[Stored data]
PR #5613, opened 2023-02-20
Update service-worker.js

arjendekorte:
I see error messages in the console when Domoticz lives in web_root=home (Serviceworker registration failed). Changing the OFFLINE_URL and self.importScrits from absolute to relative paths fixes this.


gizmocuz:
Thanks for spotting and the PR!

Issue #5612, opened 2023-02-20
Thread concurrency issue with asynchronous executeShellCommand


DGA45:
I use executeShellCommand to execute bash scripts every 5 minutes as well on motion sensor devices changes.
A loop is used to execute 4 times the same script with different argument (IP address):
```
local ping = {}
ping['192.168.1.100']= 'Device 1'
ping['192.168.1.101']= 'Device 2'
ping['192.168.1.102']= 'Device 3'
ping['192.168.1.103']= 'Device 4'

for ip, device in pairs(ping) do
  domoticz.executeShellCommand({
      command = '/home/pi/domoticz/scripts/MyPing.sh '..ip..' "'..device..'"',
      callback = 'CallbackPing',
      timeout = 120,
  })
end
```
 
The script can take between 1 and 100 seconds (depends if the device respond quickly or not) and outputs the ping attempts.

From time to time, I observe the output of one script which is interrupted and replaced by the output of another script.
Example:
The normal output is:
```
192.168.1.102
MyPing ----------
PING 192.168.1.102 (192.168.1.102) xx bytes of data
etc...
```
One corrupted output is:
```
192.168.1.102
MyPing ----------PING 192.168.1.101 (192.168.1.101) xx bytes of data
etc...
```
We can see 2 different IP address in the output, while the bash script only handles one.

I also have the following error in the log when it happens:
```
2023-02-20 08:15:52.780 Error: unable to remove file /home/pi/domoticz/scripts/dzVents/data/domscript3032.out
2023-02-20 08:15:52.781 Error: unable to remove file /home/pi/domoticz/scripts/dzVents/data/domscript3032.err
```

I had a look in the executeShellCommand implementation and I noticed that the variable "scriptoutputindex" is not protected against concurrency:
```
scriptoutputindex++;
if (scriptoutputindex > 10000) // should be a big number, to prevent parallel scripts having the same output files. 250 concurrent will probably never be reached
{
  scriptoutputindex = 1;
}
std::string scriptoutputindextext = std::to_string(scriptoutputindex);
```
Thus, if a new executeShellCommand thread is started after "scriptoutputindex++" and before "scriptoutputindextext = std::to_string(scriptoutputindex)", both threads will end with the same used scriptoutputindextext, which would explain my 2 observations:
- 2 threads writing in the same file (output corruption)
- 2nd thread cannot delete the temporary file (already deleted by the first one)

I see 3 possibility to fix this:
- A mutex could be used
[...]

PR #5623, opened 2023-02-28
Fix concurrency issue with scriptoutputindex (#5612)

DGA45:
Replace scriptoutputindex by the thread ID to ensure unique filename


kiddigital:
Thank you!

Issue #5470, opened 2022-12-18
1-wire error with multiple DS18B20 temp sensors


McGyver64:
I tried to read 3 different DS18B20 temperature sensors with Domoticz on Raspberry Pi 2B
The temperature value is changing in a 2 sec cycle 13.8C....13,6C....14,7C.......13.8C....13,6C....14,7C........13.8C....13,6C....14,7C........13.8C....13,6C....14,7C etc. So the 3 different temperatures are shown, but not as different sensor, but as one sensor showing different temperature in a 2 sec cycle

Version: 2022.2
Build Hash: eea9db734
Compile Date: 2022-11-05 13:05:35
dzVents Version: [3.1.8]
Python Version: 3.7.3 (default, Oct 31 2022, 14:04:00) [GCC 8.3.0]
_I tried the Beta version because some threads suggest this as a solution._

From the LOG file is clear that all 3 sensors are read.

2022-12-16 08:12:40.827 Status: 1Wire: Added Device: 28-4289811e64ff
2022-12-16 08:12:40.827 Status: 1Wire: Added Device: 28-fbb3811e64ff
2022-12-16 08:12:40.827 Status: 1Wire: Added Device: 28-6065851e64ff

but 1-Wire device IDs of all three sensors have the same last 2 bytes (64ff). Apparently last 2 bytes of 1-Wire device ID are used by Domoticz for temperature senzor device ID. And because they are the same in this case, Domoticz creates only to 1 device instead of 3 devices...

<img width="1592" alt="Schermafbeelding 2022-12-16 om 08 23 29" src="https://user-images.githubusercontent.com/69874589/208291978-227fe337-30ca-48bc-a9f6-479a65d67327.png">

This means that all 3 temperature values from three 1-wire devices (temperate sensors) are reported to this single Domoticz temperature device.

[](url)https://www.domoticz.com/forum/viewtopic.php?p=296107&hilit=1+wire#p296107

McGyver64:
I just installed an older version of Domoticz and the problem is the same

Version: 4.11803
Build Hash: f0aac95ee
Compile Date: 2020-03-21 16:52:51
dzVents Version: 3.0.1
Python Version: 3.7.3 (default, Oct 31 2022, 14:04:00) [GCC 8.3.0]

kiddigital:
@McGyver64 , can you show your Hardware settings?

Try to run Domoticz with additional Debug flags (like Hardware) and see if that provides some more insights.

[...]

PR #5629, opened 2023-03-06
1Wire temperature sensor DeviceIDs modified to use all six bytes

Zuikkis:
This is discussed here:
https://github.com/domoticz/domoticz/issues/5470

Old implementation for 1wire temperature sensors only used 2 bytes of the actual 6 byte ID. This results in duplicates as some sensors have lower bytes set to constant value.

Bytes are now XORed to create 16bit ID.

When scanning the devices, "old style" IDs are corrected in database.

NOTE: This means that if you go back from this version to regular Domoticz, new devices will be created with the old style IDs..

BatteryLevel field in new-style temperature sensors is set to 100 instead of 255. This allows us to detect which devices are already converted, preventing double conversion.

### DIFF
--- a/hardware/1Wire.cpp
+++ b/hardware/1Wire.cpp
@@ -304,11 +304,14 @@ void C1Wire::BuildSensorList() {
 		return;
 
 	std::vector<_t1WireDevice> devices;
+	int n1wireVersion=0;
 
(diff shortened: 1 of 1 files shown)


gizmocuz:
Thanks for this PR and your time! Hope to see more 😂

Issue #5631, opened 2023-03-09
Dimmers forgets it's last level


lwalbert:
Hi,
After updating domoticz from Version: 2022.1 (build 14455) to the latest Domoticz V2023.1 (build 15132), 
I noticed that my dimmers started to forget it's last level.
When switching off dimmer, the LastLevel in DB changed to 0.
when switching on again, the dimmer indicated On at 0% instead of reverting to the last level.

Fault traced, and found that behaviour of dimmer was modified in https://github.com/domoticz/domoticz/pull/5361

in SQLHelper.cpp :

`bool bIsBlindsPercentage = (
				(switchtype == STYPE_Dimmer)
				|| (switchtype == STYPE_BlindsPercentage)
				|| (switchtype == STYPE_BlindsPercentageWithStop)
				);`

the (switchtype == STYPE_Dimmer) is included in bool for blindsPercentage.
Not sure if this is the correct solution, as I don't have blinds.

otherwise, the if-statement at line 5387 should be modified to "&& (bIsBlindsPercentage)" instead of 
"|| (bIsBlindsPercentage)"

from:
`if (
				((bIsLightSwitchOn) && (llevel != 0) && (llevel != 255))
				|| (bIsBlindsPercentage)
				)
			{`

to:
`if (
				((bIsLightSwitchOn) && (llevel != 0) && (llevel != 255))
				&& (bIsBlindsPercentage)
				)
			{`
By removing/commenting out the line  (switchtype == STYPE_Dimmer) in pos: 5382.  
This solved the issue I experienced.

Noticed that several other persons has encountered similar behaviour when searching reported Issues.

Domoticz V2023.1 (build 15132) (c)2012-2023 GizMoCuz
Build Hash: 43a1ec035-modified, Date: 2023-03-08 17:37:01
PluginSystem: Started, Python version '3.7.3'

Br
Lennart

gizmocuz:
Don't experience this issue here.
Did you try with creating a dummy switch, set this to dimmer, set the percentage to 40%, turn off the dimmer (by the button, not the slider) and turn it back on

lwalbert:
Hi,
Apparently it seems to work for dummy switch devices configured as dimmer. LastLevel is keept in database.

But for other hardware dimmer devices (zwave, zigbee), LastLevel changes to 0 in database. 
Somehow they manage to retain to last state when switched on again. 
[...]

PR #5636, opened 2023-03-11
Update SQLHelper.cpp

lwalbert:
Prevent lastlevel update when dimmers are switched OFF

reference to issue https://github.com/domoticz/domoticz/issues/5631


gizmocuz:
Thanks for the PR! Good spot, this should not have been here!

PR #5750, opened 2023-07-22
Add cron job for Github action build last version

Krakinou:
Following #5700 , I added a cron job that will build /rebuild the qemu environnement every day at 23.00 UTC.
So no worries about running the job manually or whatever, it should work on its own and there should always be an up-to-date package for when you're releasing a version.

I pushed directly to master as it does not change the "real" code and it need to be in master for the cron job to be triggered.


gizmocuz:
I have absolute no problem building the stable releases by hand as I want to monitor this very closely.
Next to this, a patch/commit in the master branch should not always create a new stable release (like the fix PR from today)
Also, when making a new stable release there currently also needs to be build a new Windows installer, and I always make a post on the forum about the new stable version.

gizmocuz:
And after I'm sure the arm builds (x86/x64) and the Linux (x64) build correctly and are published, only then it is possible to build also the new docker.
So it's not a matter of letting everything quickly build.

Krakinou:
Hello,
This does not change anything to the current github action except that it will try to prepare the qemu environnement everyday to prevent the 6hours treshold issue stated [here](https://github.com/domoticz/domoticz/pull/5700#issuecomment-1635629539).
The docker package will be prebuild on a daily basis instead of manually, **no actual build from domoticz will be made.**

> Next to this, a patch/commit in the master branch should not always create a new stable release (like the fix PR from today)


I'm not sure of what you're saying? Did my PR trigger something? In this case sorry I was not aware.


> When making a new stable release there currently also needs to be build a new Windows installer


Yes, I never find a way to do it on github event...

gizmocuz:
Yes, but also building it every day (... we have a stable release every xx months?) taking up hours of the github servers, is not so convenient.
I would wait until they support arm building Kinda strange as they have a Arm windows build for tablets....

Krakinou:
The job will just check if anything changed. 
If nothing changed it's over in 2/3 minutes.
If something changed, a new qemu environnement is prepared.

gizmocuz:
As you can read above, a lot has to be done when creating a new stable release.

This is not something that can be done via a GitHub action, this can be done via GitHub helpers and we are looking into this option at the moment.
As we host multiple build servers to also overcome the use of qemu they need to be setup to work with this.
There is no need for a GitHub action to build a stable/master build.

gizmocuz:
(The only reason why it is here on the development branch is mainly to check for build errors)

Krakinou:
Well, as the github action we're talking about was [merged into the master branch](https://github.com/domoticz/domoticz/blob/25624ca148fa220a2ad63a4ff2faf614253c6111/.github/workflows/build_arch.yml) before 2023.2 release, I had mistakenly the impression that you and @kiddigital wanted this to be fixed in [this message](https://github.com/domoticz/domoticz/pull/5700#issuecomment-1635629539) :

> Wouldn't it be possible to pre-build these qemu containers and publish them on Dockerhub for example and just pull them during this process?


Anyway, I just provided a fix for this as requested, that's your repo and you know better than me what to do with it, feel free to close the PR or whatever.

gizmocuz:
Thanks for the fix and your time but releases (beta/stable/docker) can not be build via GitHub actions
The Travis and Appveyor compile tests are very useful for a quick check if everything is working.

We do need all 3 builds ready before a docker can be build containing them all

PR #5754, opened 2023-07-22
Phase out openzwave

gizmocuz:


.github/workflows/development.yml
kiddigital, line 1: The 'Config' directory (from OpenZWave) needs to be removed from the list of files/directories that should be tarred-up into the 'Package' (Packaging step)

gizmocuz: Done....

PR #5770, opened 2023-08-02
Update AlfenEve.cpp, remove URLEncode of password

### LINKED ISSUE #5768: URLEncode of password should not be done, causes login failure.
On line 65 on AlfenEve.cpp in the hardware folder it shows:
m_szPassword(CURLEncode::URLEncode(szPassword))

If the szPassword (as provided in the Domoticz hardware setup page) contains any special characters, then the login fails as result of this URLencode.

If the owner password of the charger is changed so it does not contain any special characters and therefore the URLEncode has no effect, then the login to the charger is succesfull, devices are created, data is retrieved.

So the URLEncode should be removed.

Workaround for now is to use a owner password for the charger without special characters.

WillemD61:
Remove URLEncode of the password on line 65 since URLEncode is not needed and causes login failure if the password contains special characters.
Reference issue 5768

### DIFF
--- a/hardware/AlfenEve.cpp
+++ b/hardware/AlfenEve.cpp
@@ -62,7 +62,7 @@ std::string ReadFile(std::string filename)
 AlfenEve::AlfenEve(const int ID, const std::string& IPAddress, const uint16_t usIPPort, int PollInterval, const std::string& szUsername, const std::string& szPassword) :
 	m_szIPAddress(IPAddress),
 	m_szUsername(szUsername),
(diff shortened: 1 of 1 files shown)


WillemD61:
Sorry, don't know what I did wrong, just wanted to remvoe the URLEncode. Someone with more knowlegde of C help please?

gizmocuz:
Thank you very much for this PR! I make the change locally. 
You also needed to remove the CURLEncode:: part

gizmocuz:
Solved in beta 15477

PR #5796, opened 2023-08-23
Update MQTTAutoDiscover.cpp

heggink:
Add ignoring condition where a lock receives a state that is mapped in the value template


heggink:
typo fixed

PR #5801, opened 2023-08-25
(Refactor) Initialize Thermosmart with only relevant (checked) parameters

kiddigital:
The Thermosmart hardware was initialized with all (6) possible _Mode_ parameters while only 1 is used (and checked).

**To-do?** Make sure during Hardware validation that the device Index passed in the _Mode1_ parameters `IsTemp(...)` ?

**To-do?** Same problem (copy/paste) exist in the _AtagOne_ and the _OpenThermGateway_ (OTGW) hardware classes. Only Mode1 is used but all 6 are passed.

### DIFF
--- a/hardware/Thermosmart.cpp
+++ b/hardware/Thermosmart.cpp
@@ -56,29 +56,14 @@ std::string ReadFile(std::string filename)
 }
 #endif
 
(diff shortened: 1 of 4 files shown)


gizmocuz:
Thank you!!

waltervl:
Looking at the tweakers reviews the device is not working anymore... So perhaps time to deprecate in some release?https://tweakers.net/pricewatch/390714/thermosmart/reviews/?orderField=time&orderSort=desc#productReviews

kiddigital:
Hm... still works fine here

PR #5817, opened 2023-09-12
Setpoint Parameters

gizmocuz:
Converted 'Thermostat Setpoint' to generic 'Setpoint' type

Added the following options:

- user defined Unit (Like RPM/Watt/C)
- step size
- minimum value
- maximum value


waltervl:
Thanks!

gkirstei:
I have been using the homebridge-edomoticz plugin to integrate my Domoticz setup with Apple's HomeKit. However, following the aforementioned changes, the setpoint thermostats in HomeKit now show up as "not supported." It appears that the modifications to the Thermostat Setpoint Device have affected the compatibility with HomeKit via the homebridge-edomoticz plugin. This was a valuable feature for me and its loss affects the usability of the system. Addressing this issue would help in maintaining the seamless integration with HomeKit.

waltervl:
Notifying the author of the plugin would be the correct way to go.

PR #5818, opened 2023-09-12
Fixes for issues 5802 and 5808

### LINKED ISSUE #5802: Managed counter - dzVents does not return actual value
in a dzVents script, "domoticz.devices( [deviceid] ).counter" always returns the value of the counter at startup of domoticz. 
[deviceid] is the id of a managed counter.

"http://localhost:8080/json.htm?type=command&param=getdevices&rid=[deviceid]"  does return the correct actual value

probably missing:
_m_mainworker.m_eventsystem.ProcessDevice(HardwareID, ulID, unit, devType, subType, signallevel, batterylevel, nValue, sValue);_
at the end of function "CSQLHelper::UpdateManagedValueInt"  (SQLHelper.cpp line 5053)

### LINKED ISSUE #5808: Managed Counters - Comparing Graph doesn't display data
[2023.2 (build 15509)
the "Comparing Graph" of a manage counter doesn't display data.
managed counters use "value" and not the "counter" column of the meter_calendar table.

the CWebServer::GroupBy function (Webserver.cpp line 3528), called from WebServerHandleGraph line 2966) returns no data if there is no value in the "counter" column of meter_calender table.

Stripping it down to it's basics, using bIsManagedCounter as a parameter returns the correct values ( i'm aware that if there is no "value", result will be incomplete)
Attached the top-part of a stripped-down version of GroupBy, using bIsManagedCounter as a parameter.

[GroupBy-first_part.txt](https://github.com/domoticz/domoticz/files/12500736/GroupBy-first_part.txt)

robk358:
5802: there was no update to the internal (cached) datatable, fixed with adding "m_mainworker.m_eventsystem.ProcessDevice" to function CSQLHelper::UpdateManagedValueInt. 
5808: modified the query of CWebServer::GroupBy, created a new parameter "bUseValuesOrCounter", if true the is a check if the Counter column for a device contains values, if there are no values, data of the Value column will be used.

### DIFF
--- a/main/SQLHelper.cpp
+++ b/main/SQLHelper.cpp
@@ -5162,6 +5162,9 @@ uint64_t CSQLHelper::UpdateManagedValueInt(
 	}
 
 	safe_query("UPDATE DeviceStatus SET LastUpdate='%q', sValue='%q' WHERE (ID = %" PRIu64 ")", sLastUpdate.c_str(), sValue, ulID);
+	
+	m_mainworker.m_eventsystem.ProcessDevice(HardwareID, ulID, unit, devType, subType, signallevel, batterylevel, nValue, sValue);
+
 	return ulID;
 }
 
--- a/main/WebServer.cpp
+++ b/main/WebServer.cpp
@@ -3525,7 +3525,7 @@ namespace http
 		 * Takes root["result"] and groups all items according to sgroupby, summing all values for each category, then creating new items in root["result"]
 		 * for each combination year/category.
 		 */
-		void CWebServer::GroupBy(Json::Value& root, std::string dbasetable, uint64_t idx, std::string sgroupby, bool bUseValues, std::function<std::string(std::string)> counter,
+		void CWebServer::GroupBy(Json::Value& root, std::string dbasetable, uint64_t idx, std::string sgroupby, bool bUseValuesOrCounter, std::function<std::string(std::string)> counter,
 			std::function<std::string(std::string)> value, std::function<std::string(double)> sumToResult)
 		{
 			/*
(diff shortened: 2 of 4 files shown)


gizmocuz:
Thanks for the PR!

regarding
```
			m_mainworker.m_eventsystem.ProcessDevice(ParentHardwareID, ParentID, ParentUnit, ParentType, ParentSubType, signallevel, batterylevel, nValue, sValue);
			m_mainworker.sOnDeviceUpdate(std::stoi(sd[2]), std::stoll(sd[0]));

```
I think this should be done at the top of CSQLHelper::UpdateValue when it's not a light/switch ?

Not sure why you need a patch for 5808?

robk358:
5808: i am using a number of managed counters, but without the Counter values filled in, only the Value column. (calculated values, not based on a counter) I really like the "Comparing Graph". 

the graph before: 
without_5808
and now with patch:
with_5808

5802: until now i've only found the managed counter to have the issue. 
at CSQLHelper::UpdateValue, ProcessDevice is also used for light/switch devices
at CSQLHelper::UpdateValueInt ProcessDevice is only used for non-managed counters
at CSQLHelper::UpdateValueInt, UpdateManagedValueInt is called and returns without calling ProcessDevice

i _think_ UpdateManagedValueInt is the best place, unless if there is a check for managedcounters (+all other checks) at the the top of UpdateValue (isn't that what UpdateManagedValueInt does?)
(of course i don't know the code in depth as you do..)

gizmocuz:
Sorry for the delay and thank you for the PR and time!

robk358:
no problem and you're welcome.

PR #5825, opened 2023-09-27
Update KMTronicSerial.cpp

reavell:
Update to allow for more than six 8-relay boards on a KMTronic RS485 connection. The KMT protocol allows for up to 15 boards, so this patch also allows for up to 15 boards, to a total of 120 individual relays on one RS485 connection.


gizmocuz:
That's a lot of relays! Thank you for the PR!!

PR #5835, opened 2023-10-08
[USBtin/Multibloc V8] - Add support of Bloc 7 + some fixes

reivax85:
Fixed a bad sID used to write to supply voltage information on bloc 9/ bloc sfsp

**Task directions**
All lines above from the one containing "Issue #5470, opened 2022-12-18" to the one containing "Version: 2022.2" must be repeated exactly, both lines included, and no others.

**Solution**
Issue #5470, opened 2022-12-18
1-wire error with multiple DS18B20 temp sensors


McGyver64:
I tried to read 3 different DS18B20 temperature sensors with Domoticz on Raspberry Pi 2B
The temperature value is changing in a 2 sec cycle 13.8C....13,6C....14,7C.......13.8C....13,6C....14,7C........13.8C....13,6C....14,7C........13.8C....13,6C....14,7C etc. So the 3 different temperatures are shown, but not as different sensor, but as one sensor showing different temperature in a 2 sec cycle

Version: 2022.2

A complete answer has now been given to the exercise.